_Records supplied_
PR #319, opened 2024-11-18
Introduce readonly mode

WebSpider:
In read-only mode, you can only read from your car, but never write to it.
Read-only mode defaults to "off" and you can turn it on in the options.

The following entities are unavailable:

- All buttons (honk/flash)
- All numbers (charge level)
- All switches (window heating, charge on/off, etc)
- All climate entities are available, but have no options to get turned off/on


dvx76:
Would this effectively delete those entities when enabling read-only on an existing install?

dvx76 (approved):

WebSpider:
Will do a real-world check so we can document properly.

_Requirement_
Give the listing again, word for word.

_Exercise response_
PR #319, opened 2024-11-18
Introduce readonly mode

WebSpider:
In read-only mode, you can only read from your car, but never write to it.
Read-only mode defaults to "off" and you can turn it on in the options.

The following entities are unavailable:

- All buttons (honk/flash)
- All numbers (charge level)
- All switches (window heating, charge on/off, etc)
- All climate entities are available, but have no options to get turned off/on


dvx76:
Would this effectively delete those entities when enabling read-only on an existing install?

dvx76 (approved):

WebSpider:
Will do a real-world check so we can document properly.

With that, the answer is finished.